Exercise objective:
From the first line to the last, retype the data below exactly.

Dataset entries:
PR #2357, opened 2020-12-06
fix memoryview compare

hyperbora:


youknowone:
@qingshi163 I think you are one of the pro of memoryview. Could you review this PR please?

vm/src/builtins/bytes.rs
```diff
@@ -531,6 +531,13 @@ impl Comparable for PyBytes {
...
+        } else if other.isinstance(&vm.ctx.types.memoryview_type) {
+            return Err(vm.new_type_error(format!(
+                "'{}' not supported between instances of '{}' and '{}'",
+                op.operator_token(),
+                zelf.class().name,
+                other.class().name
+            )));
         } else {
             zelf.inner.cmp(other, op, vm)
         })
```
qingshi163, line 543: The CPython's logic is very strange here, memoryview could do == or != here with bytes, but raise type error when doing <, >, <=, >=. and bytearray just accept everything.
This code does not match the cpython's logic for the following compare:
```
bytes (==,!=) memoryview
memoryview (<,<=,>,>=)  bytearray
```

hyperbora:
Thank you for your review. I'm not sure if I edited it as you said.

qingshi163:
I don't know any reason CPython has a back door for ord compare between memoryview and bytearray(not bytes). Should we follow? @coolreader18 
Otherwise this code fix at lease some of the case.

coolreader18:
Huh, that's really weird behavior. I think if there's no test cases that test for that (or even if there are, honestly) it's fine to ignore that.

coolreader18 (approved):
Thank you for contributing!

Result of the task:
PR #2357, opened 2020-12-06
fix memoryview compare

hyperbora:


youknowone:
@qingshi163 I think you are one of the pro of memoryview. Could you review this PR please?

vm/src/builtins/bytes.rs
```diff
@@ -531,6 +531,13 @@ impl Comparable for PyBytes {
...
+        } else if other.isinstance(&vm.ctx.types.memoryview_type) {
+            return Err(vm.new_type_error(format!(
+                "'{}' not supported between instances of '{}' and '{}'",
+                op.operator_token(),
+                zelf.class().name,
+                other.class().name
+            )));
         } else {
             zelf.inner.cmp(other, op, vm)
         })
```
qingshi163, line 543: The CPython's logic is very strange here, memoryview could do == or != here with bytes, but raise type error when doing <, >, <=, >=. and bytearray just accept everything.
This code does not match the cpython's logic for the following compare:
```
bytes (==,!=) memoryview
memoryview (<,<=,>,>=)  bytearray
```

hyperbora:
Thank you for your review. I'm not sure if I edited it as you said.

qingshi163:
I don't know any reason CPython has a back door for ord compare between memoryview and bytearray(not bytes). Should we follow? @coolreader18 
Otherwise this code fix at lease some of the case.

coolreader18:
Huh, that's really weird behavior. I think if there's no test cases that test for that (or even if there are, honestly) it's fine to ignore that.

coolreader18 (approved):
Thank you for contributing!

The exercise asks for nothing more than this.